The confidence index decreased to 128.1 from 136.4, according to a report Dec. 27 from the New York-based Conference Board. That missed every economist estimate in Bloomberg’s survey, which called for 133.5. A measure of consumer expectations fell to a two-year low while the share of people expecting more jobs in the next six months decreased to 16.6% from 22.7%, the biggest drop since 1977.
“Back-to-back declines in expectations are reflective of an increasing concern that the pace of economic growth will begin moderating in the first half of 2019,” Lynn Franco, senior director of economic indicators at the Conference Board, said in a statement released with the data.

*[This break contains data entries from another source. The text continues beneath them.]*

PR #66, opened 2026-04-08
feat: add OAuth token auth support for Claude harness

donovan-yohan:
## Summary

Closes #64

- Add `CLAUDE_CODE_OAUTH_TOKEN` env var support to `GatherAuthWithEnv`
- Add `ClaudeOAuthToken` field to `AuthConfig` and `OAuthToken` capability to `HarnessAuthCapabilities`
- Implement `oauth-token` auth method in Claude harness `ResolveAuth` with auto-detect priority: API key → OAuth token → Vertex AI
- Add `DetectAuthTypeFromEnvVars` support for the new auth type
- Add `RequiredAuthEnvKeys` entry for `oauth-token`
- Include debug logging for the new credential field
- Add comprehensive tests: auto-detect, explicit selection, missing token error, priority ordering (API key > OAuth > Vertex), and updated no-creds error message

## Test plan

- [ ] `make test` passes — all new and existing auth tests green
- [ ] Set `CLAUDE_CODE_OAUTH_TOKEN` and verify agent starts with `oauth-token` method
- [ ] Confirm API key still takes priority when both are set
- [ ] Confirm Vertex AI still works when OAuth token is absent

🤖 Generated with [Claude Code](https://claude.com/claude-code)

PR #149, opened 2026-04-13
feat(harness): add OAuth token and credentials-file auth for Claude

### LINKED ISSUE #64: Add OAuth token auth support for Claude harness
## Problem / Motivation

Currently the Claude harness only supports two auth methods: direct API key (`ANTHROPIC_API_KEY`) and Vertex AI (ADC + project/region). Users with Claude Pro/Team/Enterprise subscriptions can generate OAuth tokens via `claude setup-token`, but there's no way to pass these tokens to containerized agents.

This means subscription users must either pay separately for API credits or set up Vertex AI, even though they already have a working auth method on their host machine.

## Proposed Solution

Add `oauth-token` as a third auth method for the Claude harness:

- **New env var**: `CLAUDE_CODE_OAUTH_TOKEN` — gathered from the environment alongside existing auth vars.
- **New field**: `ClaudeOAuthToken` on `AuthConfig` and `OAuthToken` on `HarnessAuthCapabilities`.
- **Auto-detect priority**: API key → OAuth token → Vertex AI (OAuth slots in between existing methods).
- **Explicit selection**: `auth type: oauth-token` in agent config, with a clear error if the token is missing.
- **Auth detection**: `DetectAuthTypeFromEnvVars` returns `"oauth-token"` when `CLAUDE_CODE_OAUTH_TOKEN` is present for the claude harness.

The implementation includes tests for: auto-detection, explicit selection, missing token errors, priority ordering (API key wins over OAuth, OAuth wins over Vertex), and updated no-creds error messaging.

## Alternatives Considered

- Reading the token file (`~/.claude/oauth_token`) directly from the container filesystem — but this couples the harness to Claude Code's internal file layout and doesn't work well across container boundaries. An env var is more portable.

## Additional Context

Token generation: `claude setup-token` (available in Claude Code CLI).

meatballs:
Closes #64.

## Summary

Adds two new auth methods to the Claude harness so Claude subscription users can run SCION agents without an Anthropic API key or Vertex AI setup:

1. **`oauth-token`** — long-lived token from `claude setup-token`, passed via the `CLAUDE_CODE_OAUTH_TOKEN` env var. Safe to share across concurrent agents; equivalent in scope to API-key auth (inference only).
2. **`auth-file`** — projects `~/.claude/.credentials.json` into the container as an opaque file via a `CLAUDE_AUTH` hub file secret, matching the existing pattern for Gemini OAuth, Codex, and OpenCode. Claude Code reads and refreshes the file natively inside the container, enabling full-scope subscription features like Remote Control that the inference-only token cannot access.

## Credit and context

This PR stands on the shoulders of #66 by @donovan-yohan, which opened this conversation and implemented the `oauth-token` half end-to-end. Thanks for getting the ball rolling — the env-var plumbing here follows the same shape and wouldn't have been this quick to put together without it.

Filing this as a new PR rather than pushing changes into #66 because working through the implementation end-to-end led to a meaningfully different approach on the credentials-file path (see below). Keeping the two approaches in separate PRs lets them be reviewed on their merits side-by-side.

## How this differs from #66

#66's first commit adds `CLAUDE_CODE_OAUTH_TOKEN` env-var support. This PR keeps that approach verbatim — it's the right solution for users who want a stable long-lived token and don't need Remote Control.

#66's second commit (`feat: add implicit auth auto-detection for Claude credentials file`) reads `~/.claude/.credentials.json` on the host, extracts the `accessToken` field, and funnels it through the same `CLAUDE_CODE_OAUTH_TOKEN` env-var path. This PR takes a different approach on that half, for three reasons:

1. **The access token in `.credentials.json` rotates.** Claude Code refreshes it every few hours using the refresh token, and the file is rewritten in place. Scraping the access token at gather time hands the container a snapshot that will expire mid-session, with no refresh path (the container can't write back to the host file). Long-running agents would silently start 401'ing when the snapshot ages out.

2. **Full-scope subscription features need the file, not a token.** Remote Control in particular is gated on the credentials file being present: tokens delivered via `CLAUDE_CODE_OAUTH_TOKEN` are treated as inference-only regardless of their origin. Claude Code prefers the env var over the file when both are set, so scraping the token and re-injecting it as env silently downgrades auth-file users back to the inference-only path — `/remote-control` never appears inside the agent session even when a valid credentials file is reachable.

3. **The issue's own "Alternatives Considered" section rules this approach out.** From #64:
   > *Reading the token file (`~/.claude/oauth_token`) directly from the container filesystem — but this couples the harness to Claude Code's internal file layout and doesn't work well across container boundaries. An env var is more portable.*

Instead, this PR treats `.credentials.json` as an opaque file and projects it into the container via SCION's existing file-secret machinery — the same pattern @ptone pointed at in his comment on #64 (*"the general 'harness credential file' that is in other harness types"*). Slotting into the established precedent:

| Harness             | Hub file secret name | Container mount path                |
| ------------------- | -------------------- | ----------------------------------- |
| gemini              | `GEMINI_OAUTH_CREDS` | `~/.gemini/oauth_creds.json`        |
| codex               | `CODEX_AUTH`         | `~/.codex/auth.json`                |
| opencode            | `OPENCODE_AUTH`      | `~/.local/share/opencode/auth.json` |
| **claude** (new)    | **`CLAUDE_AUTH`**    | **`~/.claude/.credentials.json`**   |

SCION itself never parses the file — it's handed to Claude Code intact, and Claude Code's own refresh loop runs inside the container against its own copy. This also means `auth-file` scales cleanly across multiple concurrent agents: each one gets its own snapshot from the hub at start time, refreshes are container-local, and there's no host-side rotation race.

The two methods (`oauth-token` and `auth-file`) are deliberately distinct. Auto-detect priority is:

    api-key → oauth-token → auth-file → vertex-ai → error

API key wins over both subscription paths because it's the most stable. `oauth-token` wins over `auth-file` because the long-lived setup-token doesn't rotate underneath a long-running session. `auth-file` is auto-detected in non-broker mode by `stat`'ing `~/.claude/.credentials.json` (never read or parsed); in broker mode, it's selected when a `CLAUDE_AUTH` hub file secret is present.

## What's in the PR

Three commits:

1. **`feat(harness): add oauth-token and auth-file support for Claude`** — the main change. Adds the new auth fields to `api.AuthConfig`, the `OAuthToken` field to `HarnessAuthCapabilities`, the `oauth-token`/`auth-file` branches in Claude's `ResolveAuth`, the detection rules in `DetectAuthTypeFromEnvVars` / `DetectAuthTypeFromFileSecrets`, the `CLAUDE_AUTH` mapping in `OverlayFileSecrets`, the `CLAUDE_CODE_OAUTH_TOKEN` entry in `isAuthEnvKey`, the `claude-auth` kind in `authFileKind`, and the `RequiredAuthEnvKeys` entries for the new methods. Also wires the new auth type through every place that enumerates the valid set: the hub validator in `pkg/hub/harness_capabilities.go` (previously fell through to "Unknown auth type"), the `agent-v1`/`settings-v1` JSON schemas, the dashboard type definitions and dropdowns in `web/src/`, and the CLI validators + flag help in `cmd/`. Tests cover gather (env + file discovery), overlay (hub file secrets), broker-mode isolation, `ResolveAuth` (explicit selection, auto-detect, missing-creds errors, priority ordering, unknown-type error message), and capability defaults.

2. **`fix(agent): drop auth-candidate env keys from opts.Env after auth resolution`** — a real correctness bug surfaced while validating the above. `filterResolvedSecretsForResolvedAuth` correctly filtered `opts.ResolvedSecrets`, but `pkg/hub/httpdispatcher.go` pre-merges environment-type secrets into the dispatch request's `ResolvedEnv` map before the broker ever sees them, and `start_context.go`'s `BuildStartContext` copies `ResolvedEnv` straight into `opts.Env`. By the time the filter runs, any auth env secret the hub already pre-merged is sitting in `opts.Env` and untouched. Selecting `auth-file` for Claude would therefore still inject a stale `CLAUDE_CODE_OAUTH_TOKEN` env var alongside the mounted credentials file, and Claude Code's env-over-file preference would silently defeat the whole point. Mirroring the filter onto `opts.Env` after auth resolution closes the gap — and tightens auth isolation for `vertex-ai` and `api-key` on all harnesses as a side benefit.

3. **`test(runtimebroker): isolate HOME in env-gather test helpers`** — a pre-existing test fragility, surfaced while landing the rest of this work. `LoadEffectiveSettings` merges the developer's personal `~/.scion/settings.yaml` on top of the test grove's settings, so a developer with a user-scoped `harness_configs.<harness>.auth_selected_type` would see env-gather tests resolve their personal auth type instead of the fixture's. `main` hides this by accident (unknown auth types fall through to nil required-env-keys, so the tests return 201 anyway), but real support for `oauth-token` surfaces it. `t.Setenv("HOME", t.TempDir())` in both test helpers fixes it and, as a side effect, also fixes the pre-existing `TestEnvGather_AutoDetectVertexAI_FromGACEnvVar` flake on dev machines with user-level Claude auth settings.

## Test plan

- [x] `make test` — new tests green; no new failures on touched packages.
- [x] Deployed end-to-end against a real hub + broker + containerised Claude Code agent:
  - [x] Existing `oauth-token` agents continue to authenticate and round-trip messages unchanged against an existing `CLAUDE_CODE_OAUTH_TOKEN` hub secret. Filter correctly keeps the secret when `oauth-token` is the selected method.
  - [x] `auth-file` agent with `CLAUDE_AUTH` hub file secret:
    - `~/.claude/.credentials.json` is present inside the container (owned by the container user, mode 0600).
    - `CLAUDE_CODE_OAUTH_TOKEN` is correctly absent from the container env (filter working).
    - Claude Code banner shows "Claude Max" — full-scope subscription auth, not inference-only.
    - `/remote-control` slash command is available inside the agent session for the first time.
  - [x] Dashboard agent-create and agent-configure pages show the new "OAuth Token" dropdown option and validate correctly against the hub.

### DIFF
--- a/cmd/common.go
+++ b/cmd/common.go
@@ -321,10 +321,10 @@ func RunAgent(cmd *cobra.Command, args []string, resume bool) error {
 	// Validate --harness-auth value
 	if harnessAuthFlag != "" {
 		switch harnessAuthFlag {
-		case "api-key", "vertex-ai", "auth-file":
+		case "api-key", "oauth-token", "auth-file", "vertex-ai":
 			// valid
 		default:
-			return fmt.Errorf("invalid --harness-auth value %q: must be one of api-key, vertex-ai, auth-file", harnessAuthFlag)
+			return fmt.Errorf("invalid --harness-auth value %q: must be one of api-key, oauth-token, auth-file, vertex-ai", harnessAuthFlag)
 		}
 	}
 
--- a/cmd/config_schema.go
+++ b/cmd/config_schema.go
@@ -66,7 +66,7 @@ func configSchemaFields() []schemaField {
 		{Name: "image", Type: "string", Description: "Container image"},
 		{Name: "model", Type: "string", Description: "LLM model to use"},
 		{Name: "user", Type: "string", Description: "Container unix user"},
-		{Name: "auth_selected_type", Type: "string", Description: "Auth method (api-key, vertex-ai, auth-file)"},
+		{Name: "auth_selected_type", Type: "string", Description: "Auth method (api-key, oauth-token, auth-file, vertex-ai)"},
 		{Name: "task", Type: "string", Description: "Task prompt for the agent"},
 		{Name: "branch", Type: "string", Description: "Git branch for the agent workspace"},
 		{Name: "system_prompt", Type: "string", Description: "System prompt (inline text or file:// URI)"},
--- a/cmd/create.go
+++ b/cmd/create.go
@@ -50,10 +50,10 @@ arguments are provided, an empty prompt.md is created for later editing.`,
 		// Validate --harness-auth value
 		if harnessAuthFlag != "" {
 			switch harnessAuthFlag {
-			case "api-key", "vertex-ai", "auth-file":
+			case "api-key", "oauth-token", "auth-file", "vertex-ai":
 				// valid
 			default:
-				return fmt.Errorf("invalid --harness-auth value %q: must be one of api-key, vertex-ai, auth-file", harnessAuthFlag)
+				return fmt.Errorf("invalid --harness-auth value %q: must be one of api-key, oauth-token, auth-file, vertex-ai", harnessAuthFlag)
 			}
 		}
 
@@ -282,7 +282,7 @@ func init() {
 	createCmd.Flags().StringVar(&harnessConfigFlag, "harness-config", "", "Named harness configuration to use")
 	createCmd.Flags().StringVar(&harnessConfigFlag, "harness", "h", "Named harness configuration to use (alias for --harness-config)")
 
-	createCmd.Flags().StringVar(&harnessAuthFlag, "harness-auth", "", "Override auth method for the harness (api-key, vertex-ai, auth-file)")
+	createCmd.Flags().StringVar(&harnessAuthFlag, "harness-auth", "", "Override auth method for the harness (api-key, oauth-token, auth-file, vertex-ai)")
 
 	// Template resolution flags for Hub mode (Section 9.4)
 	createCmd.Flags().BoolVar(&uploadTemplate, "upload-template", false, "Automatically upload local template to Hub if not found")
--- a/cmd/start.go
+++ b/cmd/start.go
@@ -56,7 +56,7 @@ func init() {
 	startCmd.Flags().StringVar(&harnessConfigFlag, "harness-config", "", "Named harness configuration to use")
 	startCmd.Flags().StringVar(&harnessConfigFlag, "harness", "", "Named harness configuration to use (alias for --harness-config)")
 
-	startCmd.Flags().StringVar(&harnessAuthFlag, "harness-auth", "", "Override auth method for the harness (api-key, vertex-ai, auth-file)")
+	startCmd.Flags().StringVar(&harnessAuthFlag, "harness-auth", "", "Override auth method for the harness (api-key, oauth-token, auth-file, vertex-ai)")
 
 	// Notification flag
 	startCmd.Flags().BoolVar(&notify, "notify", false, "Get notified when the spawned agent reaches a terminal state")
--- a/pkg/agent/run.go
+++ b/pkg/agent/run.go
@@ -363,13 +363,15 @@ func (m *AgentManager) Start(ctx context.Context, opts api.StartOptions) (*api.A
 		if opts.BrokerMode {
 			harness.OverlayFileSecrets(&auth, opts.ResolvedSecrets)
 		}
-		util.Debugf("auth: gathered credentials — selectedType=%q, hasGeminiKey=%t, hasGoogleKey=%t, hasOAuth=%t, hasADC=%t, hasAnthropicKey=%t, cloudProject=%q, gcpMetadataMode=%q, brokerMode=%t",
+		util.Debugf("auth: gathered credentials — selectedType=%q, hasGeminiKey=%t, hasGoogleKey=%t, hasOAuth=%t, hasADC=%t, hasAnthropicKey=%t, hasClaudeOAuthToken=%t, hasClaudeAuthFile=%t, cloudProject=%q, gcpMetadataMode=%q, brokerMode=%t",
 			auth.SelectedType,
 			auth.GeminiAPIKey != "",
 			auth.GoogleAPIKey != "",
 			auth.OAuthCreds != "",
 			auth.GoogleAppCredentials != "",
 			auth.AnthropicAPIKey != "",
+			auth.ClaudeOAuthToken != "",
+			auth.ClaudeAuthFile != "",
 			auth.GoogleCloudProject,
 			auth.GCPMetadataMode,
 			opts.BrokerMode,
@@ -1064,6 +1066,7 @@ func isAuthEnvKey(key string) bool {
 	case "GEMINI_API_KEY",
 		"GOOGLE_API_KEY",
 		"ANTHROPIC_API_KEY",
+		"CLAUDE_CODE_OAUTH_TOKEN",
 		"OPENAI_API_KEY",
 		"CODEX_API_KEY",
 		"GOOGLE_CLOUD_PROJECT",
@@ -1088,6 +1091,8 @@ func authFileKind(name, target string) string {
 		return "codex-auth"
 	case name == "OPENCODE_AUTH" || strings.HasSuffix(target, "/opencode/auth.json"):
 		return "opencode-auth"
+	case name == "CLAUDE_AUTH" || strings.HasSuffix(target, "/.claude/.credentials.json"):
+		return "claude-auth"
 	default:
 		return ""
 	}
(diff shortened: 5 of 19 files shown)


ptone:
# PR #149 Review: feat(harness): add OAuth token and credentials-file auth for Claude

## Executive Summary

This PR adds two well-motivated auth methods (`oauth-token` and `auth-file`) for Claude subscription users, with a solid correctness fix for env-key leakage in broker mode. The change is **low-to-medium risk** — the new code paths are clean, well-tested, and follow established patterns from other harnesses (Gemini, Codex, OpenCode). No blocking issues identified.

---

## Critical Issues

**None.**

---

## Observations

### 1. `agent-create.ts` — missing `?disabled` guard on `oauth-token` option

**File:** `web/src/components/pages/agent-create.ts:1160`

On the **configure** page, the new `oauth-token` option correctly checks `?disabled=${this.isUnsupported(oauthTokenCap)}`, but on the **create** page, no capability-based disable is applied to any auth option (including `oauth-token`). This is a **pre-existing inconsistency** — vertex-ai and auth-file also lack the guard on the create page — but it means a user could select `oauth-token` during creation for a harness that doesn't support it. Server-side validation in `validateConfigAgainstHarnessCapabilities` will catch it, so there's no security concern, but it's a UX gap.

**Severity:** Low (pre-existing pattern, not introduced by this PR, server rejects invalid combos).

### 2. `opts.Env` filtering — correctness of `resolvedForSecretFilter`

**File:** `pkg/agent/run.go:416-429`

The new env-key filter builds `requiredAuthEnv` from `resolvedForSecretFilter.EnvVars`. This is correct because `resolvedForSecretFilter` mirrors the resolved auth struct and contains only the env keys the chosen auth method actually needs. The `delete(opts.Env, k)` call during map iteration is safe in Go (range over map handles concurrent deletion). Logic is sound.

### 3. `ContainerPath` uses `~` tilde

**File:** `pkg/harness/claude_code.go:514,557`

```go
{SourcePath: auth.ClaudeAuthFile, ContainerPath: "~/.claude/.credentials.json"},
```

The `ContainerPath` uses `~` which requires downstream tilde expansion. This follows the exact same pattern used by Gemini (`~/.gemini/oauth_creds.json`), Codex (`~/.codex/auth.json`), and OpenCode (`~/.local/share/opencode/auth.json`) in their respective harness implementations, so this is consistent with the existing contract.

**Severity:** None (follows established convention).

### 4. `DetectAuthTypeFromFileSecrets` — broker-mode priority

The comment says `api-key -> oauth-token (env) -> auth-file -> ADC (vertex-ai)`. The file-secret detection correctly checks `CLAUDE_AUTH` before `gcloud-adc`. The env-var detection correctly checks `CLAUDE_CODE_OAUTH_TOKEN` before `GOOGLE_APPLICATION_CREDENTIALS`. These two detection functions are called from separate code paths in the env-gather handler, and the caller is responsible for combining them with the correct precedence. The ordering within each function is correct and mirrors the documented priority.

### 5. `RequiredAuthEnvKeys` returns `nil` for `auth-file`

**File:** `pkg/harness/auth.go:341`

Returning `nil` for `auth-file` means the env-gather endpoint won't require any environment secrets for this auth method — correct, since auth-file relies on a file mount, not env vars. This matches the pattern for other harnesses' `auth-file` methods.

### 6. Minor: Debug log format string growth

**File:** `pkg/agent/run.go:366`

The debug log line now has 11 format arguments. Not a problem, but if this pattern continues to grow, consider using structured logging (e.g., a map). Not blocking.

---

## Positive Feedback

1. **Excellent test coverage.** The PR adds tests for: auto-detect priority ordering, explicit selection with missing credentials, unknown type error messages, file discovery, broker-mode isolation, and overlay file secrets. The priority test (`TestClaudeResolveAuth_Priority`) systematically validates each tier of the fallback chain — this is exactly the kind of test that prevents regressions.

2. **The `opts.Env` filter fix (commit 2) is a real catch.** The explanation of how `httpdispatcher.go` pre-merges env secrets before the broker sees them, creating a gap in `filterResolvedSecretsForResolvedAuth`, is convincing. This fixes a subtle auth-isolation bug that would have caused `CLAUDE_CODE_OAUTH_TOKEN` to silently override the credentials-file mount via Claude Code's env-over-file preference.

3. **Opaque file treatment is the right design.** Not parsing `~/.claude/.credentials.json` and instead mounting it as-is avoids both token-rotation staleness and coupling to Claude Code's internal file format. The comments explaining this decision are clear and well-placed.

4. **Test isolation fix (commit 3) is thoughtful.** `t.Setenv("HOME", t.TempDir())` prevents developer-local settings from contaminating test results — the kind of fix that prevents future flaky CI runs.

5. **Consistent cross-cutting changes.** CLI validators, JSON schemas, hub capabilities, dashboard dropdowns, and type definitions are all updated in lockstep. No gaps in the enumeration of valid auth types across the codebase.

---

## Final Verdict

**Approve.** The implementation is clean, well-tested, and follows established patterns. The auth-isolation fix in commit 2 adds tangible correctness value beyond the feature itself. No blocking issues found.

Despite the steep fall in employment expectations, consumer perceptions about the current state of the job market remain upbeat. The labor differential, measuring the gap between respondents saying jobs are plentiful and those saying jobs are hard to get, climbed to the highest since 2001.
Optimism, which recently reached an 18-year high, is slipping after months of rising uncertainty about the trade war and President Donald Trump’s attacks on the Federal Reserve, which have whipsawed financial markets. That’s been accompanied by a weakening economic outlook for next year amid fresh signs that the U.S. housing market is cooling and the manufacturing sector is starting to falter.
Another weak spot was household plans to spend on big-ticket items. Measures of the share of consumers who plan to buy cars, homes and major appliances such as refrigerators in the next six months all declined.
The drop in confidence “is not a disaster, as the level of the headline gauge is merely back to near where it spent the first seven months of this year,” Stephen Stanley, chief economist at Amherst Pierpont Securities, wrote in a note. “However, it will definitely be worthwhile to keep a close eye on the various measures of consumer attitudes over the next few months to get a feel for whether and how the dive in stock prices might be affecting consumers’ collective psyche.”
The Bloomberg Consumer Comfort Index’s monthly expectations gauge fell to a one-year low in December as more respondents said the economy is getting worse. Meanwhile, the weekly comfort measure, released earlier Dec. 27, rebounded somewhat from a three-month low.